[Stored records]
-- Opening Marker --

PR #1125, opened 2019-04-23
Add support for Tag metadata

rghetia:
Replaces #1032

### DIFF
--- a/tag/map.go
+++ b/tag/map.go
@@ -155,7 +155,7 @@ func createMetadatas(mds ...Metadata) metadatas {
 			}
 		}
 	} else {
-		TTLUnlimitedPropagation(&metas)
+		WithTTLUnlimitedPropagation()(&metas)
 	}
 	return metas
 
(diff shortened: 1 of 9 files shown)


tag/map.go
```diff
@@ -95,13 +100,14 @@ type Mutator interface {
 // Insert returns a mutator that inserts a
 // value associated with k. If k already exists in the tag map,
 // mutator doesn't update the value.
-func Insert(k Key, v string) Mutator {
+// Metadata applies metadata to the tag. It is optional.
```
songy23: What if there're more than one metadatas and they're conflicting? E.g `Insert(k, v, unlimitedPropagation, noPropagation)`?

rghetia: the last one will be effective.

songy23: Consider adding a note on the API document, and adding a few tests on this case.

rghetia: added a note in the apis and testcases.

Issue #1093, opened 2019-04-07
ochttp Go integration payload information


alexamies:
Please add payload information to the ochttp Go integration. This is one of the very helpful items for debugging, and present in the Java implementation and also in the Go gRPC integration. For example, reasoning about why one trace has a higher latency than another, the first thing to look at would be the payload size.

**What I found**
I tried a modified version of the [Go HTTP client tutorial](https://opencensus.io/guides/http/go/net_http/client/) using Zipkin and Stackdriver. They both give similar views omitting the payload size, like this screenshot of Zipkin
![ochttp_zipkin](https://user-images.githubusercontent.com/5554156/55688353-69cd3500-592c-11e9-9cf5-48f2e0d2677c.png) with no payload size. It is not nearly as useful as the Java equivalent, which shows the payload size in Stackdriver as events, screenshot:
![http_java_payload](https://user-images.githubusercontent.com/5554156/55688377-aef16700-592c-11e9-9ea0-798bd89cc844.png)

This could be implemented in the [ochttp Go plugin](https://github.com/census-instrumentation/opencensus-go/tree/master/plugin/ochttp) with payload events using code like the gRPC integration in [ocgrpc / trace_common.go](https://github.com/census-instrumentation/opencensus-go/blob/master/plugin/ocgrpc/trace_common.go#L92).

alexamies:
Server integration was completed with PR #1129. Client integration is still TODO.

PR #1129, opened 2019-04-24
Added payload size to http server integration

alexamies:
Added payload size to http server integration, logged in the LogExporter, and modified example to use LogExporter


alexamies:
Partially addresses issue
https://github.com/census-instrumentation/opencensus-go/issues/1093

plugin/ochttp/server.go
```diff
@@ -201,6 +207,9 @@ func (t *trackingResponseWriter) Header() http.Header {
 func (t *trackingResponseWriter) Write(data []byte) (int, error) {
 	n, err := t.writer.Write(data)
 	t.respSize += int64(n)
+	// Add message event for request bytes read.
```
rghetia: nit: s/read/sent/

alexamies: Corrected in latest commit

Issue #973, opened 2018-11-12
Replace "golang.org/x/net/context" with "context"


rakyll:
gRPC plugin was depending on golang.org/x/net/context due to the 1.6 support gRPC couldn't deprecate for a long time. With https://github.com/grpc/grpc-go/pull/2439 merged, we can replace "golang.org/x/net/context" with the standard library "context" package.

cc @ramonza @odeke-em

PR #983, opened 2018-11-21
Replace "x/net/context" import with "context"

rakyll:
We also need to pin to a gRPC version that includes
https://github.com/grpc/grpc-go/commit/04ea82009cdb9ecdefc6289f4c93ec919a10b3b6.

PR #1138, opened 2019-05-03
Replace "x/net/context" import with "context"

songy23:
Fixes https://github.com/census-instrumentation/opencensus-go/issues/973.

Supersedes https://github.com/census-instrumentation/opencensus-go/pull/983.


songy23:
Appveyor failure is not related to this change.

PR #1141, opened 2019-05-27
tag: add func MustNewKey to wrap NewKey with panic

dolmen:
For conveniency when creating `tag.Key`, provide a `Must` wrapper of `tag.NewKey` that panic if the key is invalid: `func MustNewKey(name string) Key`.

### DIFF
--- a/tag/key.go
+++ b/tag/key.go
@@ -29,6 +29,16 @@ func NewKey(name string) (Key, error) {
 	return Key{name: name}, nil
 }
 
+// MustNewKey creates or retrieves a string key identified by name.
+// An invalid key name raises a panic.
+func MustNewKey(name string) Key {
+	k, err := NewKey(name)
+	if err != nil {
+		panic(err)
+	}
+	return k
+}
+
 // Name returns the name of the key.
 func (k Key) Name() string {
 	return k.name


rghetia:
@dolmen this wrapper is not useful for most users of the library. Hence it should not be added.

dolmen:
As an OpenCensus beginner it made sense to me to declare tags as global (const-like) variables, and panicing on tag name validation error appeared to be future proof, especially as OpenCensus is not yet at v1.

I know see how `plugin/ochttp` [defines its tags](https://godoc.org/go.opencensus.io/plugin/ochttp#KeyClientMethod):
```go
var KeyClientMethod, _ = tag.NewKey("http_client_method")
```
Is it the idiom we are supposed to use in external code?

rghetia:
> As an OpenCensus beginner it made sense to me to declare tags as global (const-like) variables, and panicing on tag name validation error appeared to be future proof, especially as OpenCensus is not yet at v1.
> 
> I now see [how `plugin/ochttp` defines its tags](https://godoc.org/go.opencensus.io/plugin/ochttp#KeyClientMethod):
> 
> ```go
> var KeyClientMethod, _ = tag.NewKey("http_client_method")
> ```
> 
> Is it the idiom we are supposed to use in external code? This doesn't seem as safe as this:
> 
> ```go
> var KeyClientMethod = tag.MustNewKey("http_client_method")
> ```

I agree it is safe to use MustNewKey. In most cases tag Key will be created  during init and MustNewKey is more appropriate. However,  when tags are received over the wire from remote one should use NewKey as we don't want to raise panic for malformed tags. 

@rakyll do you have any comments?.

rakyll:
I'm in favor of adding a MustX API. We discussed this before but haven't done it. The current suggested usage where we ignore the error is not ideal.

PR #1150, opened 2019-07-06
fix span decoding for StackDriver / GoogleCloudFormat propagation

mhindery:
### What version of OpenCensus are you using?
- opencensus-python [0.6.0]
- opencensus-go 0.22.0; stackdriver-exporter 0.10.0

### What version of Go are you using?
go version go1.11.5 darwin/amd64

### What did you do?
The span ID is a 64-bit id (confusing sidenote, the [specs here](https://github.com/census-instrumentation/opencensus-specs/blob/master/trace/Span.md#spanid) claim it to be 8 bit). Both the [Python](https://github.com/census-instrumentation/opencensus-python/blob/master/opencensus/trace/span_context.py#L151-L158) (16-char hex encoded string) and [Go](https://github.com/census-instrumentation/opencensus-go/blob/master/trace/trace.go#L576-L585) (8-byte array) implementation do this correctly.

However, there is an incompatibility in the propagation step. What the Python code does with the `GoogleCloudFormatPropagator ` is [put that 16-char hex string in the header](https://github.com/census-instrumentation/opencensus-python/blob/master/opencensus/trace/propagation/google_cloud_format.py#L108-L111). Then the header is something like

```X-Cloud-Trace-Context: 129b452d2ef458f798c10811e2c28cf6/14a650d3b8b5ddde;o=1```

Now what the Go [stackdriver exporter tries to do](https://github.com/census-ecosystem/opencensus-go-exporter-stackdriver/blob/master/propagation/http.go#L65-L75) is parsing that hexadecimal string as an integer with

```go
sid, err := strconv.ParseUint(spanstr, 10, 64)
```

This throws an error, leading the trace propagation to fail and traces being separated between services.

The fix is simple, the base should be 16 instead of 10: https://goplay.space/#iD9_V7MH_Dd

### DIFF
--- a/exporter/stackdriver/propagation/http.go
+++ b/exporter/stackdriver/propagation/http.go
@@ -68,7 +68,7 @@ func (f *HTTPFormat) SpanContextFromRequest(req *http.Request) (sc trace.SpanCon
 	if semicolon != -1 {
 		spanstr, h = h[:semicolon], h[semicolon+1:]
 	}
-	sid, err := strconv.ParseUint(spanstr, 10, 64)
+	sid, err := strconv.ParseUint(spanstr, 16, 64)
 	if err != nil {
 		return trace.SpanContext{}, false
 	}


mhindery:
Going to close this as this code has been moved to a new repo, so reopening it there

Issue #742, opened 2018-05-07
HTTP views do not match spec


ramonza:
Measure, view and tag names of ochttp are all out of sync with the spec. We need to implement the views as per the spec.

johansja:
Just wondering if there is any update on this. `http_server_route` is one of the important tag that I am looking for in the server stats.

johansja:
I'm OK to work on a PR for this. However, I would also like to understand the direction of this project as I know OpenTelemetry is on its way.

johansja:
Submitted a PR for this: https://github.com/census-instrumentation/opencensus-go/pull/1159

johansja:
I'll purposely leave out backward compatibility in the PR. Let me know if it is a concern.

rghetia:
> I'm OK to work on a PR for this. However, I would also like to understand the direction of this project as I know OpenTelemetry is on its way.

@johansja It would be best to do this in opentelemetry.

johansja:
What is the status of OpenTelemetry at the moment? Is it on parity with this now? I am looking for traces and stats with Stackdriver exporter.

rghetia:
Beta version of OpenTelemetry should be available by Oct 1st.

johansja:
What are the things that will be available in beta?

PR #1159, opened 2019-09-03
Update ochttp stats according to spec.

johansja:
Related to this issue: https://github.com/census-instrumentation/opencensus-go/issues/742

### DIFF
--- a/go.mod
+++ b/go.mod
@@ -7,6 +7,7 @@ require (
 	golang.org/x/net v0.0.0-20190501004415-9ce7a6920f09
 	golang.org/x/sys v0.0.0-20190502145724-3ef323f4f1fd // indirect
 	golang.org/x/text v0.3.2 // indirect
+	google.golang.org/appengine v1.4.0 // indirect
 	google.golang.org/genproto v0.0.0-20190425155659-357c62f0e4bb // indirect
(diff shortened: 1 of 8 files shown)


johansja:
It seems like the failure was caused by something else. And when I ran the test locally, it works fine.

rghetia:
@johansja I think it would be best to make this change in opentelemetry given that it would create a breaking change.

johansja:
Thanks for looking into this. Would you consider adding some tag key to the view a breaking change?

The main thing that I am trying to achieve right now is to add route-specific metrics such as latency.

rghetia:
> Thanks for looking into this. Would you consider adding some tag key to the view a breaking change?
> 
> The main thing that I am trying to achieve right now is to add route-specific metrics such as latency.

It is not a breaking change but it adds another dimension which will increase number of time-series for everyone. That is not desirable. You could create your own view and have route tag in it.

bogdandrutu:
@johansja you can define your own views that include the route and keep the default without for the moment. This is just an idea.

johansja:
Hi all, thanks for the suggestion. I guess the custom view or forking might be the way to go temporarily while we wait for OpenTelemetry to be more mature. Hopefully, OpenTelemetry will have metrics per route by default.

PR #1160, opened 2019-09-03
Use time.Since rather than time.Now().Sub

bvwells:
Use time.Since rather than time.Now().Sub.


bvwells:
Thanks @rghetia for the super fast merge!

PR #1161, opened 2019-09-03
Fix bug in ocgrpc client logging

bvwells:
Fix bug in ocgrpc client logging. Info is nil in the logging branch so info.FullMethodName will cause a crash.


bvwells:
Thanks for the merge @rghetia!

PR #1164, opened 2019-09-04
Update LRU usage

joshuaseaton:
This change updates the LRU cache implementation used in the trace
package, replacing github.com/hashicorp/golang-lru with
github.com/golang/groupcache, while preserving the manner in which trace
abstractions make use of the data structure.

The reason for this change is that github.com/hashicorp/golang-lru has a
Mozilla license, which is different from that of
github.com/census-instrumentation/opencensus-go. The difference (and the
mere presence of the former) makes it more difficult for open-source
projects (e.g., https://fuchsia.dev) to vendor the latter.


joshuaseaton:
I'm seeing continuous-integration/appveyor/pr checks fail with Windows `runtime` package errors. Is this a known issue?

rghetia:
> I'm seeing continuous-integration/appveyor/pr checks fail with Windows `runtime` package errors. Is this a known issue?

yes, it is a known issue.

opencensus.go
```diff
@@ -17,5 +17,5 @@ package opencensus // import "go.opencensus.io"
 
 // Version is the current release version of OpenCensus in use.
 func Version() string {
-	return "0.23.0"
+	return "0.23.1"
```
rghetia: this is changed after minor release. please remove it.

trace/lrumap.go
```diff
@@ -15,23 +15,47 @@
...
+		lm.droppedCount++
+	}
 	return lm
 }
 
-func (lm *lruMap) add(key, value interface{}) {
-	evicted := lm.simpleLruMap.Add(key, value)
-	if evicted {
-		lm.droppedCount++
+func (lm lruMap) Len() int {
```
rghetia: Len shouldn't be exported. Same with Keys, Add and Get.

joshuaseaton: I was treating the exported methods (of the unexported struct) as the API of the lruMap, which isn't explicitly contrary to best practices as far as I know. (Though if that is indeed the case, a style link would be appreciated.) But you of course set the convention here. Done!

Issue #13, opened 2017-01-09
Allow short and long tests


Gbury:
When writing automated tests, is is recommended to have two version of a testsuite: a short one that runs reasonably fast (so that it is effectively run each time a projet is built), and a long one that might be more exhaustive (but whose running time makes it impossible to run at each build).

To that end, it would be useful to have a mechanism to allow that for qcheck tests (particularly for the functions that generate ounit tests). From the qcheck user point of view, maybe something like `~long_count`  argument to provide with `~count` when creating tests ?

c-cube:
This needs some discussions about design.

- Would the "long" switch apply to the whole testsuite, or only to some tests (in `QCheck_runner`)?
  I suppose it makes more sense, e.g. to run all tests more thoroughly after a dangerous change or
  before a release
- default version of `long_count` would be `count`? or `count*2`, something like that?
- how does this interact with `max_gen`? Do we want `long_count` to instead be a multiplicative factor so that `max_gen` can be scaled, too?

Gbury:
- I'd think the long switch would apply to the whole testsuite. Actually, I'm using the ounit wrappers for tests, and then running the ounit main, so I always run the whole testsuite.
- I'd think that the default for `~long_count` should be `~count`. My reasoning is the following: either the test is very quick, and a relatively high `~count` can already be used (so that the short tests is relatively exhaustive), in which case, I'd think the long test should have the same number of instances, or it is not, and in that case, `~count` will be manually set to a value small enough to allow fast testing, and `~long_count` will have to be set to the desired value for exhaustiveness.
- The interaction with `max_gen`is indeed not trivial. Ideally, most options like it should be duplicated to have a `_long` version, but then it would be hell to specify everything. In that case, a multiplicative factor would make the most sense. The option would then be better name `~factor`or `~long_factor`, and would have a default value of `1`.

PR #14, opened 2017-01-09
Add Long tests

Gbury:
Cf Issue #13

### DIFF
--- a/src/QCheck.ml
+++ b/src/QCheck.ml
@@ -841,7 +841,7 @@ module Test = struct
 
   (* main checking function *)
   let check_cell ?(long=false) ?(call=callback_nil_) ?(rand=Random.State.make [| 0 |]) cell =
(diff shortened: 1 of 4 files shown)


src/QCheck.ml
```diff
@@ -838,13 +840,14 @@ module Test = struct
     | Some n -> n
 
   (* main checking function *)
-  let check_cell ?(call=callback_nil_) ?(rand=Random.State.make [| 0 |]) cell =
+  let check_cell ?(long=false) ?(call=callback_nil_) ?(rand=Random.State.make [| 0 |]) cell =
+    let factor = if long then 1 else cell.long_factor in
```
c-cube: looks like it should be the opposite. 1 if false, long_factor otherwise.

c-cube:
would be nice to have a word on this in the README :-)

PR #16, opened 2017-01-09
Add a step function

Gbury:
This PR adds a callback function called after each run of a test on an instance.

### DIFF
--- a/src/QCheck.ml
+++ b/src/QCheck.ml
@@ -729,9 +729,21 @@ module Test = struct
 
   module R = TestResult
 
+  (* Result of an instance run *)
+  type res =
+    | Success
+    | Failure
+    | Error of exn
+
+  (* Step function, called after each instance test *)
+  type 'a step = string -> 'a cell -> 'a -> res -> unit
+
+  let step_nil_ _ _ _ _ = ()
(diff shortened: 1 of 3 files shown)


Gbury:
Arg... I forgot to remove some other changes I made. Let me try and fix that.

Gbury:
Fixed. You can review, ^^

src/QCheck.ml
```diff
@@ -783,11 +795,17 @@ module Test = struct
     | CR_continue
     | CR_yield of 'a TestResult.t
 
+  (* Get the name of a test *)
+  let name_ cell = match cell.name with
```
c-cube: Not your fault, but maybe this is the right opportunity to have `cell.name: string` and generate fresh names at cell construction (so that at least, anonymous tests are named "<test1>", "<test2>", …).

Gbury: Fresh names like "anon_test_%d" ?

Gbury: Done in commit https://github.com/c-cube/qcheck/pull/16/commits/5f5714479bc2593a1ca93d9dd1b630b8d22a8380

PR #19, opened 2017-01-11
Improved reporting for running tests

Gbury:
This Pull requests improves the reporting when running tests using QCheck_runner (for the moment, it doesn't affect the part about ounit{,2}). It also adds an output example in the documentation of the `QCheck_runner.run_tests_main` function.

Currently, the `verbose` option controls both the printing of:
- each test result (printing the number of generated instances, passed tests, failures and errors)
- each test instance (i.e the line concerning a test's results is updated after each run of na instance)

If need be, there could be a new option controlling the printing of each test instance result, though I haven't yet found a name for it. More importantly, the printing of test instance results, doesn't seem very compatible with the ounit runner `QCheck_runner.run`, which share the parsing of command line options.


c-cube:
Good, thanks a lot!

PR #20, opened 2017-01-11
get_count can return count for long version test

Gbury:


Gbury:
Closing in favor of #22

PR #22, opened 2017-01-12
Add QCheck.get_long_factor

Gbury:


c-cube:
Can you add `@since NEXT_RELEASE` on the new function?

Gbury:
Done, I also added it on `get_count` since it also was a new function.

PR #24, opened 2017-01-26
Print module documentation

jmid:
Added a little documentation for the `Print` module


c-cube:
These annotations are a bit redundant, but they won't harm. Thanks!

PR #29, opened 2017-01-27
Change asserts to raise Invalid_arg (following the doc), and update doc

jmid:
Cleanup #28 to still raise `Invalid_arg` on illegal arguments (as the API doc promises).
Also update the .mli file to reflect the loosened restrictions.

### DIFF
--- a/src/QCheck.ml
+++ b/src/QCheck.ml
@@ -140,13 +140,17 @@ module Gen = struct
 
   let int st = if RS.bool st then - (pint st) - 1 else pint st
   let int_bound n =
-    assert (n >= 0);
-    fun st ->
-      let r = pint st in
-      r mod (n+1)
+    if n < 0
+    then invalid_arg "Gen.int_bound"
+    else
+      fun st ->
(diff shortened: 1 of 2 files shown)


src/QCheck.ml
```diff
@@ -140,13 +140,17 @@ module Gen = struct
 
   let int st = if RS.bool st then - (pint st) - 1 else pint st
   let int_bound n =
-    assert (n >= 0);
-    fun st ->
-      let r = pint st in
-      r mod (n+1)
+    if n < 0
+    then invalid_arg "Gen.int_bound"
```
c-cube: If you don't mind, I'd rather have this style:

```ocaml
if n<0 then invalid_arg "…";
fun st -> …
```

because I'm wary of the dangling else. Same goes for the next one.

jmid: Be careful not to be drawn to the dark side :-D
Ok, adjusted in the follow-up.

c-cube:
Thanks!

Issue #33, opened 2017-05-24
Progress feedback to user


jmid:
Currently, an interactive counter in the UI counts up the number of generated inputs. This works beautifully for succeeding tests and fast shrinkers.
For occasional slow tests (complex properties and exponential(?) shrinkers) the UI provides less feedback. For example, for the `check-fun` tests when they hang on `fold_left fold_right` I just get this:
```
generated; error;  fail; pass / total -     time -- test name
[✗] (   1)    0 ;    1 ;    0 / 1000 --     0.0s -- false bool
[✓] (1000)    0 ;    0 ; 1000 / 1000 --     0.0s -- thrice bool
[✗] (   1)    0 ;    1 ;    0 / 1000 --     0.0s -- map filter
```
Because of the order of the tests I know that `fold_left fold_right` is next, and hence that it must be causing it, but from the UI alone I do not know
 - that this is the case
 - that it found a counterexample immediately and now is taking a long time shrinking.

Perhaps the first can simply be addressed by a suitable `flush` of the output channel.
For the second just printing `Found counterexample, shrinking` (or something like) would be nice to get a feel for the framework's progress. A fancier version could even display some progress measure (or bar) of the shrinking phase.

c-cube:
This makes sense indeed, although it's on a per-runner basis. I'll probably need to modify a bit the callbacks because the test events would become more fine grained.

c-cube:
This should not block 0.6, actually.

c-cube:
I think @Gbury might want to help on this :-)

Gbury:
Sure, i'll have a look as soon as possible. But from what I remember, it would probably require to add some hooks to the existing test functions.

c-cube:
Don't worry, 0.6 is not even merged in opam yet, it's not urgent :-)
More hooks are needed indeed, but it should be possible to maintain compatibility, I think.

Gbury:
I proposed an upgrade for progress feedback in PR #35. @jmid , what's your impression about it, as a user ?

jmid:
Sorry for the delay. I had some other hard deadlines that have stressed me. I just downloaded the upgrade and it is very nice - Thanks!
Question: as a user, what is the meaning of the number printed during shrinking? In principle it could either count all shrinking attempts (the number of times we retest a property after the first failure), or it could count only the succesful attempts (the number of times we retest a property and it still fails).

jmid:
[...]

PR #35, opened 2017-05-31
Better progress feedback in verbose mode

Gbury:
Following comments in issue #33, this pull request make the verbose mode a bit better. The modifications made are:

- Add colors to the checkmarks printed to the left
- Print the status line of a test before it begin (compared to previsouly where it would only be printed after the first instance had been tested)
- Add a notion of event to `QCheck.Test.check_cell`, to represent intermediary events during the testing of an instance
- Use the event handler to print the current status of a test (either generating a an instance, collecting statistics about that instance, testing the law on the instance, or shrinking an instance)

For people interested in seeing the new features in action, I found that using the seed `80394201` makes the `fold_left fold_right uncurried` test take about 3s on my laptop, which is enough to see the progress. On that same example, I didn't notice any significant slowdown due to the event handler.

The current state of the test instance (generating, collecting, testing or shrinking), is currently printed to the right of the test name in parentheses, because I didn't find any other satisfying solution, if anyone has a better idea, I'm open to suggestions.

### DIFF
--- a/src/QCheck.ml
+++ b/src/QCheck.ml
@@ -1142,7 +1142,7 @@ module Test = struct
     | Generating
     | Collecting of 'a
     | Testing of 'a
-    | Shrinked of int * 'a
+    | Shrunk of int * 'a
     | Shrinking of int * int * 'a
 
   type 'a handler = string -> 'a cell -> 'a event -> unit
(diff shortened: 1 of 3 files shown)


c-cube:
I will merge this after the comments on more compact tables is done, if you're ok with this :-)

PR #44, opened 2017-07-06
Update README

jmid:
Here's an update of the README documentation:
- fixed the first example which used `int` while the text actually said `small_nat`
- fixed the tree shrinker which actually only shrunk leaves. I added a minimal printer while doing so.

Generally I supplemented the documentation with some failing tests, which is where one can see the real benefit of printing and shrinking. Also, I tried to elaborate some more about what was going on in the examples.


c-cube:
Thanks! :-)

PR #75, opened 2020-11-09
Move from Travis CI to GitHub Actions

### LINKED ISSUE #74: Test and deploy with github actions
Now that travis is changing its pricing model, it might be a good time to switch to github actions for tests.  I was working on using actions for wheel deployment, but we could use them for the general test case as well.

BrianJKoopman:
This moves the Travis CI pipeline over to GitHub Actions, following a similar structure to how we moved ocs/socs. Tests always get run on pushes and PRs. Docker images get built on pushes to master, like they do now. And that only happens if tests pass. Coverage is still published on all branches from either workflow.

Closes #74


BrianJKoopman:
Fixed a typo and rebased on latest `master`. Our 10k free credit allocation on Travis is close to running out, so I'll merge this by end of day unless there are objections.

PR #76, opened 2020-12-01
Read HK faster

mhasself:
Rewrite hk.get_data so it's faster.  For my test dataset from ACU, this improves read speed in "standard" mode by factor 4 (after the HKArchive is ready, anyway).

Improved the test a bit but there's probably some work to do there.

### DIFF
--- a/python/hk/getdata.py
+++ b/python/hk/getdata.py
@@ -7,6 +7,7 @@ frames.  Use the resulting HKArchive to perform random I/O over a
 sisock-style API.
 
 """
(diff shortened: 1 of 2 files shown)


mhasself:
Sorry for the noise... bad base... only 4 commits in this PR.

kmharrington (approved):
I checked that the load_range function still works and my very un-scientific "feeling" is that it loaded a lot faster than last time I ran the function (which was yesterday).

PR #78, opened 2020-12-05
Add SMuRF Status wrapper

jlashner:
This PR adds a SmurfStatus class, which interprets the status map that is in the metadata timestream, and pulls out useful attributes to make them accessible to users. It also modifies the `load_data` function so that the status at the requested start time is always returned along with the data.

The `SmurfStatus` class also provides some utility functions `readout_to_smurf` and `smurf_to_readout` which allows users to convert between readout channel index and the `(band, channel)` pair using the channel map.

### DIFF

-- Closing Marker --

* **WHAT THE TASK ASKS**: Among the records, find each line where the word "getdata" occurs, and copy it.

* **RESULT OF THE TASK**:
--- a/python/hk/getdata.py
+++ b/python/hk/getdata.py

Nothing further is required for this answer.